Applications of Context Free Grammar (CFG)

• Context Free Grammars are used in Compilers (like GCC) for parsing. In this step, it takes a program (a set of strings).
• Context Free Grammars are used to define the High Level Structure of a Programming Language.
• Every Context Free Grammar can be converted to a Parser which is a component of a Compiler that identifies the structure of a Program and converts the Program into a Tree.
• Document Type Definition in XML is a Context Free Grammar which describes the HTML tags and the rules to use the tags in a nested fashion.

Following is the Context Free Grammar for HTML (with limited tags):

• Char -? a | A | . . .
• Text -> λ | Char Text
• Doc -> λ | Element Doc
• Element -> Text | < EM > Doc < /EM >|< P > Doc |< OL > List < /OL >
• List -> λ | ListItem List
• ListItem -> < li > Doc
• All finite sets of strings are Regular Languages.

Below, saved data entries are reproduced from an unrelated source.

PR #302, opened 2019-05-25
Make scripts to set up and validate your credentials

### LINKED ISSUE #285: Add script to set up credentials

Add a script that copies credentials to the correct place.

We have a lot of required credentials. It would be nice to have a script that validates that all required credentials are in place, or allows you to one-by-one copy them into the credentials directory.

cheukyin699:
# Pull Request

## Description

The script will set up and validate your credentials. Not much more to say. Everything in your `credentials` folder will be filled, and the variables that are necessary should, at the very least, exist. This script also `touch`es the `signing_key` that you get from Github.

## Testing

Save your credentials into a secure location and remove your existing credentials. Then run the script. You should find a bunch of credential files there.

## Ticket(s)

Closes #285

### DIFF
--- a/scripts/setup_credentials.sh
+++ b/scripts/setup_credentials.sh
@@ -10,42 +10,58 @@ fi
 problems=0
 CREDS=$(grep creds_path "$CONF" | cut -d ' ' -f 3 | tr -d '"')
 SIGNING=$(grep signing_key_path "$CONF" | cut -d ' ' -f 3 | tr -d '"')
+declare -A FILESCHANGED         # We use a map as a set
+
+# Check to see if the credentials directory exists, and make it if not.
+# We don't count this as a problem; if the user does not have the directory in
+# place, there are bigger problems with their directory structures anyway.
+if [[ ! -d "$CREDS" ]]; then
+    mkdir "$CREDS"
+fi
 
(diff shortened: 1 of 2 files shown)


scripts/setup_credentials.sh
```diff
@@ -0,0 +1,59 @@
...
+if ! grep -q app_id "$CREDS/github.toml"; then
+    echo 'app_id = -1' >> "$CREDS/github.toml"
+    ((problems++))
+fi
+if ! grep -q organization "$CREDS/github.toml"; then
+    echo 'organization = "YOUR_ORGANIZATION"' >> "$CREDS/github.toml"
+    ((problems++))
+fi
+if ! grep -q webhook_secret "$CREDS/github.toml"; then
+    echo 'webhook_secret = "NANI DA HECK"' >> "$CREDS/github.toml"
```
omar2535: lol 🤣

cheukyin699:
@omar2535 I opted to append to it because sometimes new variables will be added (and maybe removed), and so I would want it to be as non-destructive as possible. I'd wanna use it to update my existing credentials.

Of course, then, we'd want to have a better system for updating credentials and whatnot. Still thinking about the best way to solve that.

Good point on the "which files changed" part.

Issue #299, opened 2019-05-14
Team Commands empty database message


jacqueschen1:
Currently team commands don't return anything if the database doesn't contain any teams when calling `view` and other such commands. Will need to add return messages for these edge cases

PR #303, opened 2019-05-29
Added edge case for team list command

jacqueschen1:
# Pull Request

## Description

Added an edge case for team list command to return error messages if query returns no teams

## Testing

## Ticket(s)

Closes: #299 

### DIFF
--- a/tests/command/commands/team_test.py
+++ b/tests/command/commands/team_test.py
@@ -60,6 +60,12 @@ class TestTeamCommand(TestCase):
         self.assertTupleEqual(self.testcommand.handle("team list", user),
                               (self.testcommand.lookup_error, 200))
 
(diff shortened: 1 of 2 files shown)


tests/command/commands/team_test.py
```diff
@@ -60,6 +60,12 @@ def test_handle_list_lookup_error(self):
         self.assertTupleEqual(self.testcommand.handle("team list", user),
                               (self.testcommand.lookup_error, 200))
 
+    def test_handle_list_no_teams(self):
+        """Test team command list with no teams found."""
+        self.db.query.return_value = None
```
cheukyin699: Return value shouldn't be `None`. It should be `[]` empty list.

PR #309, opened 2019-06-01
Secured Slack endpoints

### LINKED ISSUE #295: Security issue with slash commands endpoints
Currently, we do not authenticate any of our slash command requests on the server-side. This means that any yahoo could go in (after acquiring a team-lead/admin's slack id), and just pretend to be a user and screw up all of our data and database.

This is extremely dangerous because, well, it can potentially screw up everything (good thing we have yet to use this in actual production). This is an issue of request validation, which must be fixed as soon as possible.

To the person assigned to this issue, [slack has a way of signing their requests][way]. They use the signing secret and combine it with the request body to create a unique hash. You only need to verify that it is indeed correct on the server before you process the request.

[way]: https://api.slack.com/docs/verifying-requests-from-slack

### LINKED ISSUE #307: Remove handle_app_mention endpoint
**Describe the bug**
The `handle_app_mention()` endpoint still exists in `server.py` from before we started using slash commands, even thought `handle_app_mention()` isn't even an existing function of `core` right now.

**To Reproduce**
It's just there.

**Expected behavior**
It shouldn't be there.

**Screenshots**

**Additional context**

rmcreyes:
# Pull Request

## Description

Used the `SlackEventAdapter`'s `verify_signature()` function to secure endpoints for slash commands and subscribed events from the Events API

## Testing

## Ticket(s)

Closes #295, Closes #307 

### DIFF
--- a/server/server.py
+++ b/server/server.py
@@ -90,13 +90,6 @@ def handle_github_webhook():
     return msg
 
 
-@slack_events_adapter.on("app_mention")
-def handle_app_mention(event):
-    """Handle a mention to @rocket."""
-    logging.info("Handled 'app_mention' event")
-    core.handle_app_mention(event)
-
-
 @slack_events_adapter.on("team_join")
 def handle_team_join(event):
     """Handle instances when user joins the Launchpad slack workspace."""
--- a/server/server.py
+++ b/server/server.py
@@ -73,9 +73,19 @@ def check():
 @app.route('/slack/commands', methods=['POST'])
 def handle_commands():
     """Handle rocket slash commands."""
-    txt = request.form['text']
-    uid = request.form['user_id']
-    return core.handle_app_command(txt, uid)
+    logging.info("Slash command received")
+    timestamp = request.headers.get("X-Slack-Request-Timestamp")
+    slack_signature = request.headers.get("X-Slack-Signature")
+    verified = slack_events_adapter.server.verify_signature(
+        timestamp, slack_signature)
+    if verified:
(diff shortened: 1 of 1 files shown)


server/server.py
```diff
@@ -73,9 +73,19 @@ def check():
...
     """Handle rocket slash commands."""
-    txt = request.form['text']
-    uid = request.form['user_id']
-    return core.handle_app_command(txt, uid)
+    logging.info("Slash command received")
+    timestamp = request.headers.get("X-Slack-Request-Timestamp")
+    slack_signature = request.headers.get("X-Slack-Signature")
+    verified = slack_events_adapter.server.verify_signature(
+        timestamp, slack_signature)
+    if verified:
```
cheukyin699: Please abstract this out into a different function, preferably `verify_slack_message(req)`

server/server.py
```diff
@@ -90,15 +100,16 @@ def handle_github_webhook():
...
 @slack_events_adapter.on("team_join")
 def handle_team_join(event):
     """Handle instances when user joins the Launchpad slack workspace."""
     logging.info("Handled 'team_join' event")
-    core.handle_team_join(event)
+    timestamp = request.headers.get("X-Slack-Request-Timestamp")
+    slack_signature = request.headers.get("X-Slack-Signature")
+    verified = slack_events_adapter.server.verify_signature(
+        timestamp, slack_signature)
+    if verified:
```
cheukyin699: ditto

PR #335, opened 2019-07-20
Karma command

omar2535:
# Pull Request

## Description

The long overdue karma command PR is here. 
Changes are 2 more commands. One for mentioning somebody using `/rocket @user` and another using `/rocket karma blah`. 
Commands implemented are
`rocket karma reset --all`
`rocket karma set @user 13`
`rocket karma view @user`
`rocket @user ++`
I opted to leave out reset for single users because set effectively does the same thing.
The docs have also been updated.

## Testing

N/A

## Ticket(s)

Affects #201


app/controller/command/commands/karma.py
```diff
@@ -0,0 +1,154 @@
...
+                return f"set {user.name}'s karma to {amount}", 200
+            else:
+                return self.permission_error, 200
+        except LookupError:
+            return self.lookup_error, 200
+
+    def reset_helper(self,
+                     user_id: str,
+                     reset_all: bool) -> ResponseTuple:
+        """Reset all user's karma."""
```
cheukyin699:
```suggestion
        """Reset all users' karma."""
```

app/controller/command/parser.py
```diff
@@ -1,80 +1,86 @@
...
+        # smart punctuation messing with argparse.
+        cmd_txt = ''.join(map(util.regularize_char, cmd_txt))
+        cmd_txt = util.escaped_id_to_id(cmd_txt)
+        s = cmd_txt.split(' ', 1)
+        if s[0] == "help" or s[0] is None:
+            logging.info("Help command was called")
+            return self.get_help(), 200
+        if s[0] in self.__commands:
+            return self.__commands[s[0]].handle(cmd_txt, user)
+        elif re.match("^[UW][A-Z0-9]{8}$", s[0]):
```
cheukyin699: You should probably put this into `utils/slack_parse.py`

app/controller/command/commands/mention.py
```diff
@@ -0,0 +1,44 @@
...
+        logging.info("Starting Mention command initializer")
+        self.parser = argparse.ArgumentParser(prog="Mention")
+        self.parser.add_argument("Mention")
+        self.facade = db_facade
+
+    def handle(self, command: str, user_id: str) -> ResponseTuple:
+        """Handle command by splitting into substrings."""
+        logging.debug('Handling Mention Command')
+        command_arg = shlex.split(command)
+        if(len(command_arg) <= 1):
```
cheukyin699:
```suggestion
        if len(command_arg) <= 1:
```

Too much java/c++ is toxic, I know.

app/controller/command/commands/karma.py
```diff
@@ -0,0 +1,154 @@
...
+        try:
+            user_command = self.facade.retrieve(User, user_id)
```
cheukyin699:
```suggestion
            user = self.facade.retrieve(User, user_id)
```

app/controller/command/commands/karma.py
```diff
@@ -0,0 +1,154 @@
...
+            if user_command.permissions_level == Permissions.admin:
```
cheukyin699: I don't like too many indents. Invert these if statements so that you return immediately, and proceed as normal afterwards.

Turn:

```python
def foo(a: bool, b: bool) -> str:
    if a:
        if b:
            return "BEE"
        else:
            return "CEE"
    return "ERROR"
```

Into:

```python
def foo(a: bool, b: bool) -> str:
    if not a:
        return "ERROR"

    if b:
        return "BEE"
    else:
        return "CEE"

```

app/controller/command/commands/mention.py
```diff
@@ -0,0 +1,44 @@
...
+            return self.help, 200
+        elif(command_arg[1] == "help"):
```
cheukyin699: So you are saying that `/rocket @cheukyin699 help` is possible? Should it be possible?

app/controller/command/commands/mention.py
```diff
@@ -0,0 +1,44 @@
...
+        elif(command_arg[1] == '++'):
+            return self.karma_mention_helper(user_id, command_arg[0])
+        else:
+            return self.help, 200
+
+    def karma_mention_helper(self,
+                             giver_id: str,
+                             receiver_id: str) -> ResponseTuple:
+        """Use the karma command to help add karma to a user."""
+        return KarmaCommand(self.facade).add_karma(giver_id, receiver_id)
```
cheukyin699: Why don't we move it here instead of creating a new object (and destroying it) every time?

app/controller/command/parser.py
```diff
@@ -1,80 +1,86 @@
...
+        self.__commands: Dict[str, UnionCommands] = {}
+        self.__facade = db_facade
+        self.__bot = bot
+        self.__github = gh_interface
+        self.__commands["user"] = UserCommand(self.__facade, self.__github)
+        self.__commands["team"] = TeamCommand(self.__facade,
+                                              self.__github, self.__bot)
+        self.__commands["token"] = TokenCommand(self.__facade, token_config)
+        self.__commands["karma"] = KarmaCommand(self.__facade)
+        self.__commands["mention"] = MentionCommand(self.__facade)
```
cheukyin699: It may be better to add `/rocket @user ++` documentation in `KarmaCommand` rather than view it with `/rocket mention help`.

app/controller/command/commands/mention.py
```diff
@@ -0,0 +1,55 @@
...
+    def add_karma(self, giver_id, receiver_id) -> ResponseTuple:
+        """Give karma from giver_id to receiver_id."""
+        logging.info("giving karma to " + receiver_id)
+        if giver_id == receiver_id:
+            return "cannot give karma to self", 200
+        try:
+            user = self.facade.retrieve(User, receiver_id)
+            user.karma += self.karma_add_amount
+            self.facade.store(user)
+            return f"gave 1 karma to {user.name}", 200
```
cheukyin699:
```suggestion
            return f"gave {self.karma_add_amount} karma to {user.name}", 200
```

I like how the noun `karma` is uncountable, so that we don't have to deal with tacking the `s` on it.

tests/app/controller/command/commands/mention_test.py
```diff
@@ -0,0 +1,49 @@
...
+        self.assertEqual(self.testcommand.handle('UFJ42EU67 --', user),
+                         (self.testcommand.unsupported_error, 200))
+
+    def test_handle_add_karma_to_another_user(self):
+        """Test handle command with karma to another user."""
+        user = User('U123456789')
+        user.name = 'U123456789'
+        self.mock_facade.retrieve.return_value = user
+        self.assertEqual(self.testcommand.handle(('UFJ42EU67 ++'), user),
+                         ("gave 1 karma to U123456789", 200))
```
cheukyin699: So the user `U123456789` ran the command `/rocket UFJ42EU67 ++`, and the result is that they gave karma to themselves??? Line 35 shouldn't return the user calling, it should return the user receiving. The handle command should have thrown a `TypeError` because it should handle the `user_id` and not the user object. Same with those above.

Also, there is no need for parentheses for the first argument of `.handle`.

app/controller/command/commands/mention.py
```diff
@@ -0,0 +1,55 @@
...
+        elif command_arg[1] == '++':
+            return self.karma_mention_helper(user_id, command_arg[0])
+        else:
+            return "unsupported usage", 200
+
+    def karma_mention_helper(self,
+                             giver_id: str,
+                             receiver_id: str) -> ResponseTuple:
+        """Use the karma command to help add karma to a user."""
+        return self.add_karma(giver_id, receiver_id)
```
cheukyin699: I meant that you could just remove `karma_mention_helper` and replace it with `add_karma`, since one is just passing the arguments off to the other.

app/controller/command/commands/mention.py
```diff
@@ -0,0 +1,55 @@
...
+
+    def add_karma(self, giver_id, receiver_id) -> ResponseTuple:
```
cheukyin699:
```suggestion
    def add_karma(self, giver_id: str, receiver_id: str) -> ResponseTuple:
```

tests/app/controller/command/commands/mention_test.py
omar2535: Ah yes. Good catch!

tests/app/controller/command/commands/mention_test.py
```diff
@@ -20,30 +20,32 @@ def setUp(self):
...
-        self.mock_facade.retrieve.return_value = user
-        self.assertEqual(self.testcommand.handle(('UFJ42EU67 ++'), user),
+        reciever = User('U123456789')
+        reciever.name = 'U123456789'
+        giver = 'UFJ42EU67'
+        self.mock_facade.retrieve.return_value = reciever
+        self.assertEqual(self.testcommand.handle("U123456789 ++", giver),
                          ("gave 1 karma to U123456789", 200))
-        self.mock_facade.retrieve.assert_called_once_with(User, "UFJ42EU67")
+        self.mock_facade.retrieve.assert_called_once_with(User, 'U123456789')
```
cheukyin699: Since you return the receiver object, you can make an assertion about the receiver's karma directly. Something like:

```python
self.assertEqual(receiver.karma, 2)
```

PR #338, opened 2019-07-27
Refactor to use configuration from a singular source (environmental variables) instead of different toml files

### LINKED ISSUE #317: Confusion with credentials system

Credentials system is a bit convoluted and complicated and hard to understand; design around this.

I am very confused about our credentials system. We are encouraged (forced) to put our credentials into the `credentials/` directory, but most of the credentials remain in `config.toml`, and they overlap with the names recommended in the `credentials/` directory. Furthermore, we should be using `config.Credentials` a bit more to initialize things with their variables.

The configs and credentials.

Discussion on how these things should change in the comments below.

cheukyin699:
# Pull Request

## Description

We use a singular `.env` file (just like the olden days) that feeds all the environmental configuration things into our app through a proxy `Config` object. That way, we don't need 2 different objects for both configurations and credentials. We have a singular object, a singular file to change, and less confusion in general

All Regular Language is a Context Free Language. Hence, all Programming Languages are Context Free Languages / can be represented by a Context Free Grammar.
• Algebraic Expressions can be represented using Context Free Grammar. For example, these are the rules of a Context Free Grammar for syntactically correct Infix expression using 3 variables (x, y, z):
• S -> empty
• S -> (S)
• S -> x
• S -> y
• S -> z
• S -> S + S
• S -> S — S
• S -> S * S
• S -> S / S

There are syntax features that cannot be represented with a Context Free Grammar such as:

• Indentation
• Whitespace
• Typedef in C and C++ Programming Languages
• Macro and Templates in Programming Languages like Lisp, C++, Haskell, Nim and others.

Therefore, Programming Languages / Real life programs are not represented purely by Context Free Grammar.

• Complete Sentences in English Language can be generated using Context Free Grammar. For example:

G is a Context Free Grammar

V = {S, < Noun phrase >, < Verb phrase >, < Adjective phrase >,

< Noun >, < Verb >, < Adjective >}

Start variable = S

Σ = {big, stout, Kiao, bought, white, car, Henry, cheese, ate, green}

Rules:

• S -> < Noun phrase > < Verb phrase >
• < Noun phrase > -> < Noun >|< Adjective phrase >< Noun > | λ
• < Verb phrase > -> < Verb >< Noun phrase >
• < Adjective phrase > -> < Adjective phrase >< Adjective > | λ
• < Noun > -> Kiao | car | Henry | cheese
• < Verb > -> bought | ate
• < Adjective > -> big | stout | white | green

Example of sentences generated using it are:

• Kiao bought car
• Henry ate cheese
• Kiao bought big car

Unfortunately, it also generates some invalid sentences:

• big cheese ate Henry
• First Order Logic: Terms and formulas of Formal Logic are Context Free Grammar with the exception of the set of variables which can be infinite along with multiple start variables.